Start of Block

Issue #5000, opened 2018-04-01
Open MPI Fails to Build Under OS X v10.11.6 'El Capitan' Due to the Absence of `javah` in Java 10


RandomDSdevel:
### What version of Open MPI are you using? (e.g., v1.10.3, v2.1.0, git branch name and hash, etc.)

&nbsp;&nbsp;&nbsp;&nbsp;&nbsp;The version of Open MPI that I was attempting to build from source and install was v3.0.1 (I currently have v3.0.0 installed.)  

### Describe how Open MPI was installed (e.g., from a source/distribution tarball, from a git clone, from an operating system distribution package, etc.)

&nbsp;&nbsp;&nbsp;&nbsp;&nbsp;I initially installed Open MPI via [the Homebrew package manager for OS X/macOS](https://brew.sh/) using the following command:  

```
HOMEBREW_BUILD_FROM_SOURCE=1 brew install -vd --build-from-source open-mpi --with-java --with-mpi-thread-multiple
```

I keep Open MPI up to date by running the following command when upgrading only it:  

```
HOMEBREW_BUILD_FROM_SOURCE=1 brew upgrade -vd --build-from-source open-mpi --with-java --with-mpi-thread-multiple
```

(Please note, however, that setting `HOMEBREW_BUILD_FROM_SOURCE=1` is not standard practice for users of Homebrew, so individuals attempting to reproduce this issue should omit it if they either already have all Homebrew dependencies for Open MPI installed from source or binary or don't mind having Homebrew install 'bottles' pre-built using the project's CI.)  

### Please describe the system on which you are running

* Operating system/version:  Apple OS X v10.11.6 'El Capitan,' build 15G20015
* Computer hardware:  Apple Mid-2007 Aluminum iMac (`iMac7,1`) (More details available on request.)  
* Network type:  Cable broadband over local wireless (More details available on request.)  

-----------------------------

## Details of the problem

&nbsp;&nbsp;&nbsp;&nbsp;&nbsp;Open MPI fails to build its Java bindings from source under Homebrew on systems which only have Java 10 installed due to how its build system looks for and subsequently cannot find `javah`, which was deprecated in Java 9 in removed entirely in Java 10.  I also reported this problem downstream to Homebrew as Homebrew/homebrew-core#26009 before opening this issue here.

RandomDSdevel:
[...]

PR #5001, opened 2018-04-02
    configury: use javac vs javah whenever possible.

ggouaillardet:
javah has been removed from Java 10, so use javac -h instead
(that is already usable in Java 8)

Refs. open-mpi/ompi#5000

### DIFF
--- a/config/opal_setup_java.m4
+++ b/config/opal_setup_java.m4
@@ -15,7 +15,7 @@ dnl                         reserved.
 dnl Copyright (c) 2007-2012 Oracle and/or its affiliates.  All rights reserved.
 dnl Copyright (c) 2008-2013 Cisco Systems, Inc.  All rights reserved.
 dnl Copyright (c) 2013      Intel, Inc.  All rights reserved.
-dnl Copyright (c) 2015      Research Organization for Information Science
+dnl Copyright (c) 2015-2018 Research Organization for Information Science
 dnl                         and Technology (RIST). All rights reserved.
 dnl Copyright (c) 2017      FUJITSU LIMITED.  All rights reserved.
 dnl $COPYRIGHT$
@@ -37,7 +37,7 @@ AC_DEFUN([OPAL_SETUP_JAVA_BANNER],[
 AC_DEFUN([OPAL_SETUP_JAVA],[
     AC_REQUIRE([OPAL_SETUP_JAVA_BANNER])
 
-    OPAL_VAR_SCOPE_PUSH([opal_java_bad opal_java_found opal_java_dir opal_java_jnih opal_java_PATH_save opal_java_CPPFLAGS_save])
+    OPAL_VAR_SCOPE_PUSH([opal_java_bad opal_javah_happy opal_java_found opal_java_dir opal_java_jnih opal_java_PATH_save opal_java_CPPFLAGS_save])
     AC_ARG_ENABLE(java,
                   AC_HELP_STRING([--enable-java],
                                  [Enable Java-based support in the system - use this option to disable all Java-based compiler tests (default: enabled)]))
@@ -161,13 +161,13 @@ AC_DEFUN([OPAL_SETUP_JAVA],[
             AS_IF([test -n "$with_jdk_bindir" && test "$with_jdk_bindir" != "yes" && test "$with_jdk_bindir" != "no"],
                   [PATH="$with_jdk_bindir:$PATH"])
             AC_PATH_PROG(JAVAC, javac)
-            AC_PATH_PROG(JAVAH, javah)
             AC_PATH_PROG(JAR, jar)
             AC_PATH_PROG(JAVADOC, javadoc)
+            AC_PATH_PROG(JAVAH, javah)
             PATH=$opal_java_PATH_save
 
-            # Check to see if we have all 4 programs.
-            AS_IF([test -z "$JAVAC" || test -z "$JAVAH" || test -z "$JAR" || test -z "$JAVADOC"],
+            # Check to see if we have all 3 programs.
+            AS_IF([test -z "$JAVAC" || test -z "$JAR" || test -z "$JAVADOC"],
                   [opal_java_happy=no
                    HAVE_JAVA_SUPPORT=0],
                   [opal_java_happy=yes
@@ -178,6 +178,21 @@ AC_DEFUN([OPAL_SETUP_JAVA],[
                   [opal_java_CPPFLAGS_save=$CPPFLAGS
                    # silence a stupid Mac warning
                    CPPFLAGS="$CPPFLAGS -DTARGET_RT_MAC_CFM=0"
+                   AC_MSG_CHECKING([javac -h])
+                   cat > Conftest.java << EOF
+public final class Conftest {
+    public native void conftest();
+}
+EOF
+                   AS_IF([$JAVAC -d . -h . Conftest.java > /dev/null 2>&1],
+                         [AC_MSG_RESULT([yes])],
+                         [AC_MSG_RESULT([no])
+                          AS_IF([test -n "$JAVAH"],
+                                [opal_javah_happy=yes],
+                                [opal_java_happy=no])])
+                   rm -f Conftest.java Conftest.class Conftest.h
+
+
                    AS_IF([test -n "$with_jdk_headers" && test "$with_jdk_headers" != "yes" && test "$with_jdk_headers" != "no"],
                          [OPAL_JDK_CPPFLAGS="-I$with_jdk_headers"
                           # Some flavors of JDK also require -I<blah>/linux.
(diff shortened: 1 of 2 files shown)


ggouaillardet:
@hppritcha @bwbarrett FYI, this PR might break JDK older than 8.

kawashima-fj:
@hppritcha @bwbarrett @jsquyres This change is required to support recently-released OpenJDK 10. But it causes a `make`-time error with OpenJDK 7 and older. [JDK 7 was released in 2011](http://openjdk.java.net/projects/jdk7/). This problem appears only in the non-default `--enable-mpi-java` build. Supported JDK versions are described in `README.JAVA.txt` Can I merge it to master (and release branches)?

hppritcha:
looks good to me.  jenkins 32bit builds still not happy but that has nothing to do with this PR.

ibm-ompi:

jjhursey:
bot:ibm:gnu:retest

bwbarrett:
bot:ompi:retest

hppritcha:
@kawashima-fj have you tried to build the java bindings with java 7?  I vaguely recall that some more recent additions to the bindings prevent compiling with java7.  Can you check this?

kawashima-fj:
@hppritcha Yes, I tried it.

Without this PR:

- OpenJDK 7 on CentOS 6.9: can build and run

With this PR:

- OpenJDK 7 on CentOS 6.9: *cannot* build Open MPI (`make`-time error)
- OpenJDK 8 on CentOS 7.4: can build and run
- OpenJDK 9 on CentOS 7.4: can build and run
- OpenJDK 10 on CentOS 7.4: can build and run

I confirmed the following things on x86_64.

- Open MPI can be built with `--enable-mpi-java`
- `examples/Ring.java` can be built by `mpijavac`
- `examples/Ring.java` can be run by `mpiexec`

A possible related issue is #3705/#4121. I will recall it...

RandomDSdevel:
&nbsp;&nbsp;&nbsp;&nbsp;&nbsp;As I mentioned [here](https://www.mail-archive.com/devel@lists.open-mpi.org//msg20551.html) on the developer mailing list, I'll rebase an attempt to fix how Open mPI's build process handles finding JDK tools on OS X/macOS that I'm working on (still only locally at the moment, but it will become a PR soon) against this after it's merged.

ggouaillardet:
let me know if we want to support JDK < 8.
In this case, I will also check `javah -version` is working and use some macros to handle the legacy case

bwbarrett:
For 3.0 and 3.1, we definitely want to keep supporting Java 7, because otherwise we'd have a fairly major backwards compatibility problem.  I think 4.0 (aka master) is an open question.

ggouaillardet:
@bwbarrett I reworked this PR so tries `javah` first, and then fallback to `javac -h`.
Not ideal imho, but much simpler than doing it the other way around.

kawashima-fj:
@ggouaillardet If you have JDK 8 in `/usr/bin` and JDK 10 in another directory specified in `--with-jdk-dir`, Open MPI `make` fails with `Could not find class file for 'mpi.MPI'` error.

In this case, `$JDK10/bin/javac` is set in `JAVAC` and `/usr/bin/javah` is set in `JAVAH`. JDK 10 `javac` generates `*.class`. JDK 8 `javah` tries to generates `*.h` from `*.class` but it cannot because JDK 8 cannot read `*.class` generated by JDK 10 (class file version incompatibility).

ggouaillardet:
Good point, I will think about a solution.

ggouaillardet:
@kawashima-fj it should be good now
 - first, try `javac -h`
 - if fails, then ensure `javah` is available

kawashima-fj:
@ggouaillardet I confirmed *almost* successful build & run with OpenJDK 7/8/9/10 and `javah` is used only with OpenJDK 7. But I sometimes see an error when I use parallel make.

```
$ cd build/ompi/mpi/java/java
$ make -j32
  JAVAC    mpi_MPI.h
  JAVAC    mpi_Comm.h
  JAVAC    mpi_Count.h
  JAVAC    mpi_CartParms.h
  JAVAC    mpi_Datatype.h
  JAVAC    mpi_CartComm.h
  JAVAC    mpi_Constant.h
  JAVAC    mpi_Errhandler.h
  JAVAC    mpi_File.h
  JAVAC    mpi_GraphComm.h
  JAVAC    mpi_GraphParms.h
  JAVAC    mpi_Group.h
  JAVAC    mpi_Info.h
  JAVAC    mpi_Op.h
  JAVAC    mpi_Intercomm.h
  JAVAC    mpi_Intracomm.h
  JAVAC    mpi_Message.h
  JAVAC    mpi_Prequest.h
  JAVAC    mpi_ShiftParms.h
  JAVAC    mpi_Request.h
  JAVAC    mpi_Status.h
  JAVAC    mpi_Version.h
JAVADOC    doc
  JAVAC    mpi_Win.h
../../../../../ompi/mpi/java/java/Intracomm.java:134: error: cannot access Info
        @Override public Intracomm dupWithInfo(Info info) throws MPIException
                                               ^
  bad class file: ./mpi/Info.class
    class file contains wrong class: mpi.MPIException
    Please remove or make sure it appears in the correct subdirectory of the classpath.
1 error
make: *** [mpi_Intracomm.h] Error 1
make: *** Waiting for unfinished jobs....
```

I finally find that `javac -h . -d . Foo.java` creates `Foo.h` *and* `Foo.class` at the same time and `javac -h . -d . Bar.java` reads `Foo.class` if `Bar.java` uses `Foo` class. It causes a race. One possible solution will be adding `-h .` to the rule for `mpi/MPI.class` and delete the rule for `$(JAVA_H)` if `OPAL_HAVE_JAVAH_SUPPORT` is true.

ggouaillardet:
@kawashima-fj thanks for the insight ! I suspected such an issue might occur, but was unable to evidence it. I will fully review the process and update the PR

ggouaillardet:
@kawashima-fj we should be good now, can you please give this PR a final review ?

ggouaillardet:
:bot:mellanox:retest

kawashima-fj:
@ggouaillardet I'll review and test later today or tomorrow.

kawashima-fj:
@ggouaillardet I reviewed and tested it on OpenJDK 7/8/9/10. Perfect.

For our record:
This change affects Open MPI only when the non-default `--enable-mpi-java` option (Open MPI Java binding) is specified to `configure`.
Without this change, building Open MPI with OpenJDK 10 (and future versions) fails because OpenJDK 10 dropped `javah` command.
With this change, all recent OpenJDK versions (at least 7, 8, 9, and 10) are supported.
I don't know other vendor's JDK. But if Open MPI can be built without this change, it can also be built with this change.
The combination of OpenJDK 10 and OS X/macOS has still the issue #5000. The PR #5015 is proposed for it.

bosilca:
This broke OMPI on OSX systems without Java SDK. The configure exits with the following:
```
*** Java compiler
Unable to find any JVMs matching version "(null)".
No Java runtime present, try --request to install.
checking OS X/macOS locations... found ()
configure: WARNING: No recognized directory structure found under
```

RandomDSdevel:
@bosilca:  

&nbsp;&nbsp;&nbsp;&nbsp;&nbsp;Are you sure that _this_ PR is to blame?  That looks like the part of the build infrastructure that goes through the logic _I_ changed in #5015.  I'm not sure how what I did could have caused this to break, though, at least at first glance; I'm pretty sure I didn't touch anything having to do with whether the Java bindings are enabled or not, and I would suspect that those _always_ required you to have a JDK installed…

bosilca:
I am not 100% sure this PR was to be blamed, but I thought it was the last thing that touched the java support.

If I don't want java bindings, and especially if I did not requested them specifically, why should I have an SDK installed ?

jsquyres:
George is right -- we do not require a Java SDK to build/run OMPI.  Regardless of whether it was this PR or #5001, both of them touched the Java configury recently, and we apparently got it wrong.  😦

RandomDSdevel:
@jsquyres:  

&nbsp;&nbsp;&nbsp;&nbsp;&nbsp;Well, back to the drawing board it is, then.  Upon further investigation, I believe my inserting [this line](https://github.com/open-mpi/ompi/blob/master/config/opal_setup_java.m4#L117) into that file as a blind copy of the suggestion that you requested near the bottom of the code sketch you put in list item 2 of [this review comment of yours](https://github.com/open-mpi/ompi/pull/5015#discussion_r184112902) is to blame; one of us should have noticed that this would cause this part of the build scripting to abort and thus make the fallback logic below unreachable.  Removing that line should fix the resulting problem that @bosilca reported; I'll file a new PR to do just that against `master` shortly, and then that can get backported to the other branches (unless you want me to muck with Git history, although _that_…doesn't sound like a very good idea.)

RandomDSdevel:
@jsquyres:  Submitted as #5160.

jsquyres:
@RandomDSdevel Perfect -- thanks!  (and correct: mucking with public git history in a large multi-developer project -- just say no!)

PR #5003, opened 2018-04-02
ompi/oshmem: fix shmem_free to perform no-op on null ptr

sam6258:
According to the shmem specification, performing a free on a NULL pointer should have no action. However, because we are checking to see if the pointer value is within a shmem region, we hit an assertion when freeing a NULL. I've added an explicit check to see if the pointer is NULL, so that shmem_free is a no-op on a NULL pointer.

### DIFF
--- a/oshmem/shmem/c/shmem_free.c
+++ b/oshmem/shmem/c/shmem_free.c
@@ -1,6 +1,7 @@
 /*
  * Copyright (c) 2013-2015 Mellanox Technologies, Inc.
  *                         All rights reserved.
+ * Copyright (c) 2018      IBM Corporation.  All rights reserved.
  * $COPYRIGHT$
  *
  * Additional copyrights may follow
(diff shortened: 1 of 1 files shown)


oshmem/shmem/c/shmem_free.c
```diff
@@ -41,7 +42,12 @@ static inline void _shfree(void* ptr)
...
 
-    RUNTIME_CHECK_INIT(); RUNTIME_CHECK_ADDR(ptr);
+    RUNTIME_CHECK_INIT();
+    if (NULL == ptr) {
+        return OSHMEM_SUCCESS;
+    }
+
+    RUNTIME_CHECK_ADDR(ptr);
 
 #if OSHMEM_SPEC_COMPAT == 1
```
sam6258: Not sure if this compatibility check is needed before returning success on shmem_free(nil). Any input on that?

bwbarrett:
bot:ompi:retest

bwbarrett:
https://jenkins.open-mpi.org/jenkins/job/open-mpi.pull_request/2368/ is a real failure.  you're returning a value from a function with a void return type.

sam6258:
Ah, I see that. This compiled with a different compiler and probably just threw a warning I didn't see. Will make that change. Thanks for pointing that out.

oshmem/shmem/c/shmem_free.c
gpaulsen: I think it's okay, but you're right we don't want null pointers going through RUNTIME_CHECK_ADDR().

PR #5010, opened 2018-04-04
Move past the '.' when getting jobstepid

### LINKED ISSUE #5008: Multiple active srun invocations fail in an allocation on PSM system

v2.1.3 and v 3.0.1

github releases
./configure --with-slurm --with-psm --prefix=$PWD/install --with-slurm --with-pmi

* Operating system/version: RHEL7
* Computer hardware: x86_64
* Network type: PSM

-----------------------------

## Details of the problem
When running multiple srun invocations within an allocation on a PSM system, I noticed that the first invocation would run my application OK, but trying to simultaneously run another job would fail with these errors:

catalyst285: Unable to allocate shared memory for intra-node messaging.
catalyst285: Delete stale shared memory files in /dev/shm

After doing some debugging, I noticed that both srun invocations were trying to create a file with the same name in /dev/shm, i.e.:

bash-4.2$ ls -l /dev/shm/psm*
-rwx------ 1 lee218 lee218 6352896 Apr  4 08:12 /dev/shm/psm_shm.1a000000-ed6e-0000-1a00-00001a000000

On PSM 2 systems, the same OpenMPI installation generates unique hashes:

bash-4.2$ ls -l /dev/shm/psm2_shm.5264903ffffff00bd0*
-rw------- 1 lee218 lee218 4337664 Apr  4 08:12 /dev/shm/psm2_shm.5264903ffffff00bd03010
-rw------- 1 lee218 lee218 4337664 Apr  4 08:12 /dev/shm/psm2_shm.5264903ffffff00bd04010

I was able to track this issue down to https://github.com/open-mpi/ompi/blob/master/opal/mca/pmix/s2/pmix_s2.c#L233. The jobid and stepid are used on PSM systems to generate the hash (I believe some other mechanism is used on PSM2 systems). The problem with this attempt to add the stepid to the jobid is that the stepid will always return 0. When run under srun, the pmix_kvs_name is of the form "jobid.jobstep". The first strtoul will set str to point to the "." in that string and thus calling strtoul(str,...) will always return 0 since the "." character is not a digit. I believe that the correct thing to do would be to look at the following character (i.e., call strtoul(str+1,...)). This is probably a problem in https://github.com/open-mpi/ompi/blob/master/opal/mca/pmix/s1/pmix_s1.c#L226 too.

I will also note that when running on the PSM system using orterun instead of srun, a unique hash is generated for multiple orterun invocations:

bash-4.2$ ls -l /dev/shm/psm*
-rwx------ 1 lee218 lee218 12566528 Apr  4 08:28 /dev/shm/psm_shm.452df885-6aec-13fc-52f9-2dc5ff846503
-rwx------ 1 lee218 lee218 12566528 Apr  4 08:28 /dev/shm/psm_shm.ba118e7f-7761-16d9-8a95-6f1e3de17946

rhc54:
The strtoul function returns the pointer to the first non-digit character, which is a '.' in this case. Calling strtoul at that point will always yield a zero - you have to move past it to get the remaining number

Thanks to Greg Lee for the detailed analysis of the problem.

Fixes #5008 

### DIFF
--- a/opal/mca/pmix/s1/pmix_s1.c
+++ b/opal/mca/pmix/s1/pmix_s1.c
@@ -1,6 +1,6 @@
 /* -*- Mode: C; c-basic-offset:4 ; indent-tabs-mode:nil -*- */
 /*
- * Copyright (c) 2014-2017 Intel, Inc. All rights reserved.
+ * Copyright (c) 2014-2018 Intel, Inc. All rights reserved.
  * Copyright (c) 2014-2016 Research Organization for Information Science
  *                         and Technology (RIST). All rights reserved.
  * Copyright (c) 2016 Cisco Systems, Inc.  All rights reserved.
@@ -223,7 +223,7 @@ static int s1_init(opal_list_t *ilist)
     s1_pname.jobid = strtoul(pmix_id, &str, 10);
     s1_pname.jobid = (s1_pname.jobid << 16) & 0xffff0000;
     if (NULL != str) {
-        ui32 = strtoul(str, NULL, 10);
+        ui32 = strtoul(str+1, NULL, 10);
         s1_pname.jobid |= (ui32 & 0x0000ffff);
     }
     ldr.jobid = s1_pname.jobid;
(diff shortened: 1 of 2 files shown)


rhc54:
@jsquyres @bwbarrett Someone will need to PR this to your release branches.

lee218llnl:
looks good to me

jsquyres:
@rhc54 Done -- v2.x, v3.0.x, and v3.1.x PR's ref'ed this PR.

End of Block

■ ASSIGNED TASK ■
Across the listing above, find each line that holds the word "value". Give only how many there are.

■ THE COMPLETED TASK ■
2